MATERIAL PROVIDED:
>>>>>
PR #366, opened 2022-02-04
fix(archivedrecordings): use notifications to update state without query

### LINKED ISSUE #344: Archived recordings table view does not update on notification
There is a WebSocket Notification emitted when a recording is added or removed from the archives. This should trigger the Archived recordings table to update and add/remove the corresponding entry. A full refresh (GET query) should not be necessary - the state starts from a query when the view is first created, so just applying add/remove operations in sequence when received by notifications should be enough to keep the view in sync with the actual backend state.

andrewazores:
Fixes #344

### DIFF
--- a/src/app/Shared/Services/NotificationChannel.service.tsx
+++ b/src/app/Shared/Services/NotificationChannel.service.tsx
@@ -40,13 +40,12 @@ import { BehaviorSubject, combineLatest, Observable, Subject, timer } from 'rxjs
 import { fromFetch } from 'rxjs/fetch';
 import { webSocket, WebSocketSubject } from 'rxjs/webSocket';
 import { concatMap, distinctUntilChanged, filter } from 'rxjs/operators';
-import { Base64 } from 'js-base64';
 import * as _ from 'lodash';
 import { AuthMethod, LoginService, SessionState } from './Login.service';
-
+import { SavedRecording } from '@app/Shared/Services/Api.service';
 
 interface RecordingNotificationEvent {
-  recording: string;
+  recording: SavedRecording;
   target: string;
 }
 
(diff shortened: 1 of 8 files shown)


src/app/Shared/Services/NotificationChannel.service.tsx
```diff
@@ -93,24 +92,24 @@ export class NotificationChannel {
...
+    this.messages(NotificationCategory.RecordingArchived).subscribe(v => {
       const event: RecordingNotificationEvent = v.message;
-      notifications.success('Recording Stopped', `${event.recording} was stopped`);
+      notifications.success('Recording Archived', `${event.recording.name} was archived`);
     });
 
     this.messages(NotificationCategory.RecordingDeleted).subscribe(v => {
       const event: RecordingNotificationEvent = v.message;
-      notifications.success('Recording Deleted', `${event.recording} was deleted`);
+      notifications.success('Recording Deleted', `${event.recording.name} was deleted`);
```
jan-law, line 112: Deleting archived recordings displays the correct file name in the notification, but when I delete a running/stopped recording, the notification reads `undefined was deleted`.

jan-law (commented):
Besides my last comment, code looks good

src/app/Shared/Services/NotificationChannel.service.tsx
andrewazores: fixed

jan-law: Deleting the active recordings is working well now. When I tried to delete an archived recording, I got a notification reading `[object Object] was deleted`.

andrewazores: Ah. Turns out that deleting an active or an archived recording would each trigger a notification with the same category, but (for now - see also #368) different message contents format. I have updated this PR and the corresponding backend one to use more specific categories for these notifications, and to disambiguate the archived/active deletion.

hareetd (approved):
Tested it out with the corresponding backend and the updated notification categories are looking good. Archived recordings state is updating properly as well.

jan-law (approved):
<<<<<
PROBLEM: From the listing above, copy every line that holds the string "Services".

THE ANSWER:
--- a/src/app/Shared/Services/NotificationChannel.service.tsx
+++ b/src/app/Shared/Services/NotificationChannel.service.tsx
+import { SavedRecording } from '@app/Shared/Services/Api.service';
src/app/Shared/Services/NotificationChannel.service.tsx
src/app/Shared/Services/NotificationChannel.service.tsx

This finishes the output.